I have been a part of BC Aquaria for many years now and I am still very impressed with the members and the community here. Members that are very knowledgeable, kind, helpful. A great community feeling. Also I have never been giving a reason to not allow fellow members to stop by the house to complete a transaction. Unlike craigslist where I would prefer a neutral location. Like today for example, I had a lot of free equipment I no longer needed. Members would read the whole ad, ask questions when necessary, and would follow directions very easily to help make the transaction easy. It is also nice to hear stories of what setups they are running, and what kind of livestock they have. I hope that all members would give themselves a pat on the back for making this community a great one.

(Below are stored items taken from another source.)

PR #6023, opened 2024-11-18
chore: using domain-qualified finalizers

### LINKED ISSUE #6019: [Housekeeping] Use domain-qualified finalizers
### Describe the issue

After upgrading our cluster to Kubernetes 1.29 we started seeing warnings like the following in Flyte admin logs:
```
W1115 11:54:31.278411      14 warnings.go:70] metadata.finalizers: "flyte-finalizer": prefer a domain-qualified finalizer name to avoid accidental conflicts with other finalizer writers
```
The change was introduced in https://github.com/kubernetes/kubernetes/pull/119508 so it's an external change we should adapt to. The [current finalizer](https://github.com/flyteorg/flyte/blob/d1a723e001556e1fb301e2d7e61735dda0b41558/flytepropeller/pkg/controller/finalizer.go#L5) is not domain-qualified and besides all the finalizer-managing logic in that file has become obsolete.

Given this, we should change the finalizer to a proper one and also take the opportunity to get rid of that code and leverage the finalizer logic in https://github.com/kubernetes-sigs/controller-runtime/blob/main/pkg/controller/controllerutil/controllerutil.go, which we would have maintained and tested for free.

Not using domain-qualified finalizers causes noisy warning messages in the logs for now but such finalizers might be required in future Kubernetes versions, which would mean all of Flyte finalizer logic would stop working.

### Related component(s)

Flyteadmin, flytepropeller.

- [X] Yes

- [X] Yes

trutx:
## Tracking issue

Closes #6019 

Switching to domain-qualified finalizers. Kubernetes introduced a warning in https://github.com/kubernetes/kubernetes/pull/119508 so using old finalizers is harmless today, but updating them for the sake of clean Flyte admin logs and in advance of possible future enforcements of such finalizers.

* Switch to a global domain-qualified finalizer: from `flyte-finalizer` to `flyte.lyft.com/finalizer`
* Switch the `k8s` plugin finalizer from `flyte/flytek8s` to `flyte.lyft.com/finalizer-k8s`
* Switch the `array` plugin finalizer from `flyte/array` to `flyte.lyft.com/finalizer-array`
* Remove the `finalizers.go` and `finalizers_test.go` files and start leveraging the finalizer goodies in the upstream `controllerutil` package
* Keep the _removal_ of the old finalizer for backwards compatibility. It will no longer be added. This part should be eventually removed
* Stop removing _all_ finalizers and only remove Flyte's instead. This allows users to add their own finalizers

## How was this patch tested?

Unit tests were modified to check for the presence/absence of the new finalizer. Some new tests were added and some existing tests were fixed so that `clearFinalizer()` func was actually run.


flytepropeller/pkg/controller/nodes/task/k8s/plugin_manager_test.go
```diff
@@ -1015,15 +1036,16 @@ func TestFinalize(t *testing.T) {
...
+				Namespace:  tctx.TaskExecutionMetadata().GetNamespace(),
+				Finalizers: []string{finalizer},
 			},
 		}
 
 		assert.NoError(t, fakeKubeClient.GetClient().Create(ctx, o))
 
 		p.OnBuildIdentityResource(ctx, tctx.TaskExecutionMetadata()).Return(o, nil)
-		pluginManager := PluginManager{plugin: &p, kubeClient: fakeKubeClient}
+		pluginManager := PluginManager{plugin: &p, kubeClient: fakeKubeClient, updateBackoffRetries: 5}
```
trutx, line 1048: This `updateBackoffRetries` parameter ends up being `e.updateBackoffRetries` in
```
	retryBackoff := wait.Backoff{
		Duration: time.Duration(e.updateBaseBackoffDuration) * time.Millisecond,
		Factor:   2.0,
		Jitter:   0.1,
		Steps:    e.updateBackoffRetries,
	}
```
If this is unset (which it was in tests), then `Steps: 0` which means `_ = wait.ExponentialBackoff(retryBackoff, func() (bool, error) {` inside `Finalize()` times out almost immediately, which effectively means `e.clearFinalizer()` is never called and the finalizer is never removed. The default setting is 5 but I think it's too dangerous a) to allow users to tweak these backoff settings, or b) to use an exponential backoff at all.

Thoughts?

eapolinario: The [original](https://github.com/flyteorg/flyte/pull/5673) context of this change had to do with informers getting stale info in the case of array nodes. 

cc: @pvditt 

> to allow users to tweak these backoff settings

Do you mean we should validate that it's a strictly positive value, right?

> to use an exponential backoff at all.

Can you expand on that?

trutx:
> Do you mean we should validate that it's a strictly positive value, right?

That, or completely remove the option to set an arbitrary value there. I can picture situations where a too short backoff expires when the k8s client inside the backoff func tries to talk to a busy/lagged/high network latency k8s apiserver.

> Can you expand on that?

What I meant is we have to decide first if it's ok to leave to-be-deleted objects in the cluster with a finalizer nobody is going to remove, or not. If that's ok we don't need a backoff, we just need to try once and we have to make sure no ultrafast backoff gives up before the one try has even been performed.

But OTOH, if we don't want to leave any garbage behind maybe we should retry infinitely instead. I am up for exponentially spacing the retries not to hammer the apiserver, but I think such retries should keep happening until the removal finally succeeds.

However I think all of this is outside the scope of this PR :D

pingsutw:
> But OTOH, if we don't want to leave any garbage behind maybe we should retry infinitely instead. I am up for exponentially spacing the retries not to hammer the apiserver, but I think such retries should keep happening until the removal finally succeeds.

+1 to retry with backoff. We’ve noticed some pods staying in the namespace indefinitely, and we’ve had to manually remove them, which is not great.

pingsutw (commented):
LGTM overall, @pvditt mind taking another look as well

pvditt:
I'm in favor of keeping the current retries w/ backoff as is for now. If that fails after the hardcoded values, it should bubble up in an error. 

We did run into issues as @pingsutw mentioned, but that was w/ an external service re-adding finalizers after propeller cleared them. 

Thanks for cleaning up a lot of the finalizers logic - I agree that propeller should only remove flyte specific finalizers. Changes look great.

pvditt (approved):

Issue #552, opened 2020-10-14
[Backend][Plugin] Create a fail fast plugin


katrogan:
**Why would this plugin be helpful to the Flyte community**
In certain cases it would be useful to leverage [configurable plugins](https://github.com/lyft/flyte/issues/499) as a whitelist mechanism without necessarily having a fallback implementation. In this case a fail-fast plugin implementation would be useful to have as the default plugin implementation for a task type and whitelisted projects/domains could be added for the actual plugin handler.

**Type of Plugin**
- [ ] Web Service (e.g. AWS Sagemaker, GCP DataFlow, Qubole etc...)
- [ ] Kubernetes Operator (e.g. TfOperator, SparkOperator, FlinkK8sOperator, etc...)
- [x] Customized Plugin using native kubernetes constructs
- [ ] Other

**Can you help us with the implementation?**
- [x] Yes
- [ ] No

**Additional context**
...

katrogan:
cc @kumare3 @wild-endeavor

kumare3:
@katrogan can we create this plugin in plugin machinery and instead of no-op its actually a fail fast?

katrogan:
@kumare3 do you mean implement the core pluginmachinery plugin interface https://github.com/lyft/flyteplugins/blob/master/go/tasks/pluginmachinery/core/plugin.go#L36?

kumare3:
@katrogan yes, and keep it as a plugin that is available with pluginmachinery

PR #6045, opened 2024-11-21
Revert "[COR-2297/] Fix nested offloaded type validation (#552) (#5996)"

eapolinario:
This reverts commit f20b8aa082820c56c0c721670b54148afa7d36a4.

## Tracking issue
Related to https://github.com/flyteorg/flyte/pull/5103

In https://github.com/flyteorg/flytekit/pull/2872 we're handling the case of offloading literals in map tasks single executions explicitly. The impact of this is that we can simplify the handling of this case in the backend, invalidating https://github.com/flyteorg/flyte/pull/5996.

Revert https://github.com/flyteorg/flyte/pull/5996.

## How was this patch tested?
Confirmed that the original test workflow works:
```
import logging
from typing import List
from flytekit import map_task, task, workflow,LaunchPlan

logging.basicConfig(level=logging.DEBUG)
logger = logging.getLogger("flytekit")
logger.setLevel(logging.DEBUG)

@task(cache=True, cache_version="1.1")
def my_30mb_task(i: str) -> str:
    return f"Hello world {i}" * 30 * 100 * 1024

@task(cache=True, cache_version="1.1")
def generate_strs(count: int) -> List[str]:
    return ["a"] * count

@workflow
def my_30mb_wf(mbs: int) -> List[str]:
  strs = generate_strs(count=mbs)
  return map_task(my_30mb_task)(i=strs)

@workflow
def big_inputs_wf(input: List[str]):
   noop()

@task(cache=True, cache_version="1.1")
def noop():
    ...

big_inputs_wf_lp = LaunchPlan.get_or_create(name="big_inputs_wf_lp", workflow=big_inputs_wf)

@workflow
def ref_wf(mbs: int):
  big_inputs_wf_lp(input=my_30mb_wf(mbs))
```

### DIFF
--- a/flytepropeller/pkg/compiler/validators/utils.go
+++ b/flytepropeller/pkg/compiler/validators/utils.go
@@ -276,13 +276,13 @@ func LiteralTypeForLiteral(l *core.Literal) *core.LiteralType {
 	case *core.Literal_Collection:
 		return &core.LiteralType{
 			Type: &core.LiteralType_CollectionType{
-				CollectionType: literalTypeForLiterals(l.GetCollection().Literals),
+				CollectionType: literalTypeForLiterals(l.GetCollection().GetLiterals()),
 			},
 		}
 	case *core.Literal_Map:
 		return &core.LiteralType{
 			Type: &core.LiteralType_MapValueType{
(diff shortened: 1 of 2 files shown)


wild-endeavor (approved):
+1 this is just a pure git revert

Thank you to mods and members for making this community a great one

Feel free to add a comment of how cool BC Aquaria is to you

Have a great day All!!!!

Teal'c AKA Jason


----------



## CRS Fan (Apr 21, 2010)

Thank you, Jason. We, as a forum, don't hear this type of feedback often enough. It is nice to hear that BC Aquaria still has some steadfast proponents.

Best regards,

Stuart

Sent from Petguide.com Free App


----------



## Durogity (Jun 10, 2013)

It is a great place, the very few people I have met in person are great as I imagine the rest of you will be once I get to meet you as well

Cheers to all you great people,
Durogity aka Jason as well lol


----------



## shift (Dec 21, 2012)

I have easily meet atleast 8 people from the from via various transaction and all have been a pleasure to deal with and chat too


----------



## effox (Apr 21, 2010)

Never had a bad experience either. Probably met about 60 members, great people


----------



## Diztrbd1 (Apr 21, 2010)

*Hi My name is John. I am a BCAquariaholic!!! * thanks to the great community here I will never be "sober" from this addiction lol 
I have met, dealt with, worked for and with alot of members and sponsors and I can honestly say each and every person I have met, has been great. I have made lots of friends and a few enemies along the way lol like me or not ...I'm gonna be around for awhile :bigsmile: Regardless of what happens with the site (new ownership, members or whatever), it has remained unchanged when it comes to awesome, generous, knowledgeable & helpful people. Thats what makes BCA awesome IMHO & why it is my favorite aquatic forum!! BCA ROCKS!


----------



## scott tang (Jan 29, 2012)

met 50 plus people from here all goo revews


----------



## Tazzy_toon (Jul 25, 2011)

I came here with absolutely no idea what I was doing when my son gave me a VERY unkempt 5g fluval edge. People here have been extremely supportive and helpful. I always enjoy meeting other members with the same interests as myself and love seeing and being inspired by other peoples tanks and also love being able to share my small projects with others, since I quickly came down with MTS. hehehe. One day if space ever allows I will get to have a larger project, but for now i'm am stuck with nano style tanks. If I didn't find this forum, i probably would have given up the hobby altogether. So thank you to everyone in this forum, you are all awesome and especially to the Mods for always keeping the community running smoothly. 
Debi aka tazzy_toon


----------



## jhj0112 (Jul 30, 2013)

Only time that I'm not on this site is when I sleep. I met many fabious people through this website and got tons of help from alot of people! To me and my girls, this website and fish keeping are life saver!(literally) so thank you all!!!!!

jhj0112 aka David, Chantal, Alicia


----------